A federal judge in California ordered the Trump administration on Tuesday to keep in place the Deferred Action for Childhood Arrivals program, which protects undocumented immigrants who entered the country as children from deportation and allows them to work legally, while a lawsuit proceeds.
The order, signed by U.S. District Judge Williams Alsup, marks a major triumph for immigrant rights groups who have rallied around the program that benefits nearly 700,000 people.
The preliminary injunction on Trump’s cancellation of DACA requires the Department of Homeland Security “to maintain the DACA program on a nationwide basis on the same terms and conditions as were in effect before the rescission on September 5, 2017” ― including allowing those who already benefit from DACA to apply to renew their status.
The order does not, however, allow people who have never held DACA protections to apply as new applicants.
“Dreamers’ lives were thrown into chaos when the Trump administration tried to terminate the DACA program without obeying the law,” California Attorney General Xavier Becerra (D) said in a statement. “Today’s ruling is a huge step in the right direction.
The Trump administration “looks forward to vindicating its position in further litigation,” Justice Department spokesman Devin O’Malley said in a statement.
“Tonight’s order doesn’t change the Department of Justice’s position on the facts,” the statement said. “DACA was implemented unilaterally after Congress declined to extend these benefits to this same group of illegal aliens.”

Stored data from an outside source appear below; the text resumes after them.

PR #147, opened 2018-09-06
New parallel

jhamman:
- [ ] closes #xxxx
 - [ ] tests added / passed
 - [ ] whatsnew entry


metsim/metsim.py
```diff
@@ -133,34 +141,43 @@ class MetSim(object):
...
-        self._validate_setup()
-        logger.info("read_domain")
-        self.domain = io.read_domain(self.params)
+        # set global dask scheduler
+        if domain_slice is NO_SLICE:
+            if 'distributed' == self.params['scheduler']:
+                from distributed import Client
+                self._client = Client(
+                    n_workers=self.params['num_workers'], threads_per_worker=1, diagnostics_port=5555)
+                print(self._client)
```
jhamman: if scheduler is a file, we should pass scheduler to `Client(sheduler_file=scheduler)`.

metsim/metsim.py
```diff
@@ -209,169 +226,193 @@ def _validate_force_times(self, force_times):
...
+    @property
+    def met_data(self):
+        if self._met_data is None:
+            print("read_met_data")
+            self._met_data = io.read_met_data(self.params, self.domain).isel(
+                **self._domain_slice)
+            self._met_data['elev'] = self.domain['elev']
+            self._met_data['lat'] = self.domain['lat']
+            self._validate_force_times(force_times=self._met_data['time'])
+        return self._met_data
```
jhamman: we need to clip to the shape of the domain here (like we currently do in read_netcdf)

metsim/metsim.py
```diff
@@ -209,169 +226,193 @@ def _validate_force_times(self, force_times):
...
+        # TODO: we should be able to pickle the Metsim and not send the params
+        # dict in this way. This feels a bit hokey.
+        print('running chunks')
+        times = self._get_output_times()
+        filename = self._get_output_filename(times)
+        self.setup_netcdf_output(filename, times)
+
+        # write_lock = _get_scheduler_lock(self.params['scheduler'], path_or_file=filename)
+        m = multiprocessing.Manager()
+        write_lock = m.Lock()
```
jhamman: we should go back to trying the `_get_scheduler_lock` approach - I'm still not clear if we need the multiprocessing lock directly.

metsim/metsim.py
```diff
@@ -209,169 +226,193 @@ def _validate_force_times(self, force_times):
...
+            self._domain.close()
+            self._met_data.close()
+            self._state.close()
+
+    def setup_netcdf_output(self, filename, times):
+
+        from netCDF4 import Dataset
+        from cftime import date2num
+        print('debug', 'creating %s' % filename)
+        ncout = Dataset(filename, mode="w")
```
jhamman: use context manager for this file handle

metsim/metsim.py
```diff
@@ -209,169 +226,193 @@ def _validate_force_times(self, force_times):
...
-        else:
-            groups['total'] = index
+        # set variable attrs
+        for varname in ncout.variables:
+            for key, val in attrs.get(varname, {}).items():
+                setattr(ncout.variables[varname], key, val)
 
-        return index, groups
+        ncout.sync()
+        ncout.close()
```
jhamman: shouldn't need these if we add a context manager

metsim/metsim.py
```diff
@@ -209,169 +226,193 @@ def _validate_force_times(self, force_times):
...
-            self.pool.close()
-            # Check that everything worked
-            [stat.get() for stat in status]
-            self.pool.join()
-            self.write(label)
+        times = self._get_output_times()
+        filename = self._get_output_filename(times)
 
-    def run(self):
+        ncout = Dataset(filename, mode="a")
```
jhamman: context manager here, plus open with `r+`

metsim/metsim.py
```diff
@@ -209,169 +226,193 @@ def _validate_force_times(self, force_times):
...
+        times = self.met_data['time']
+
+        params = self.params.copy()
+        for index, mask_val in np.ndenumerate(self.domain['mask'].values):
+            locs = {d: i for d, i in zip(self.domain['mask'].dims, index)}
+            print(locs)
+            # Don't run masked cells
+            if not mask_val > 0:
+                print('continuing', flush=True)
+                continue
```
jhamman: turn this into an if/else. we don't need to do anything unless mask_val is positive (i.e. don't create locs)

metsim/metsim.py
```diff
@@ -511,87 +567,85 @@ def _validate_setup(self):
...
+    # def write(self, suffix=""):
+    #     """
+    #     Dispatch to the right function based on the configuration given
+    #     """
+    #     dispatch = {
+    #         'netcdf': self.write_netcdf,
+    #         'ascii': self.write_ascii,
+    #         'data': self.write_data
+    #     }
+    #     dispatch[self.params.get('out_fmt', 'netcdf').lower()](suffix)
```
jhamman: thoughts on what do with the existing writers? If it was up to me, we'd only support netcdf output.

metsim/metsim.py
```diff
@@ -690,4 +739,40 @@ def wrap_run(func: callable, loc: dict, params: dict,
...
+
+@dask.delayed()
+def wrap_run_slice(params, write_lock, domain_slice=NO_SLICE):
+    print('running chunk %s' % domain_slice, flush=True)
+    os.environ["HDF5_USE_FILE_LOCKING"] = HDF5_USE_FILE_LOCKING
+    ms = MetSim(params, domain_slice=domain_slice)
+    # TODO: determine if this lock/block is actually necessary.
+    # lock = SerializableLock()
+    # with lock:
+    #     print("load_inputs")
```
jhamman: After thinking about this a bit more, I think we should still protect with a threading lock here.

metsim/metsim.py
```diff
@@ -690,4 +739,40 @@ def wrap_run(func: callable, loc: dict, params: dict,
...
+    def right(chunk, dim):
+        nums = np.arange(chunk, dim + chunk, chunk)
+        nums[-1] = dim + 1
+        return nums
+
+    slices = [[slice(*a) for a in (zip(left(int(chunks[dim]), dims[dim]),
+                                       right(int(chunks[dim]), dims[dim])))]
+              for dim in chunks.keys()]
+
+    return [dict(zip(chunks.keys(), p)) for p in itertools.product(*slices)]
```
jhamman: write a few basic unit tests for this function.

PR #149, opened 2018-09-14
Add Zenodo author list

arbennett:


jhamman:
I did not know you could do this but I like it.

PR #156, opened 2019-02-25
Updated citation to Bohn et al (2019) and removed PtriangleMethod.pdf.

tbohn:
Updated citation to Bohn et al (2019) and removed PtriangleMethod.pdf.


tbohn:
Oops, wrong branch!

Before the order, the program was scheduled to begin phasing out on March 5.
Alsup is presiding over five lawsuits challenging the legality of Trump’s termination of DACA that were consolidated into one in the Northern District of California. The state of California, the Regents of the University of California, the city of San José and several DACA recipients are among those suing in an attempt to preserve the program.
The lawsuits argue that the White House flouted the process for terminating the program in violation of the Administrative Procedure Act and that the cancellation was based on flawed legal logic.
The Obama administration used executive action to create the DACA program in 2012, allowing undocumented immigrants who arrived as children or young teenagers to apply to work legally in the country and avoid deportation for a renewable two-year period.
The Trump administration announced in September, however, that it would cancel the program, citing a threat from a coalition of 10 states, led by Texas, to challenge the program’s constitutionality.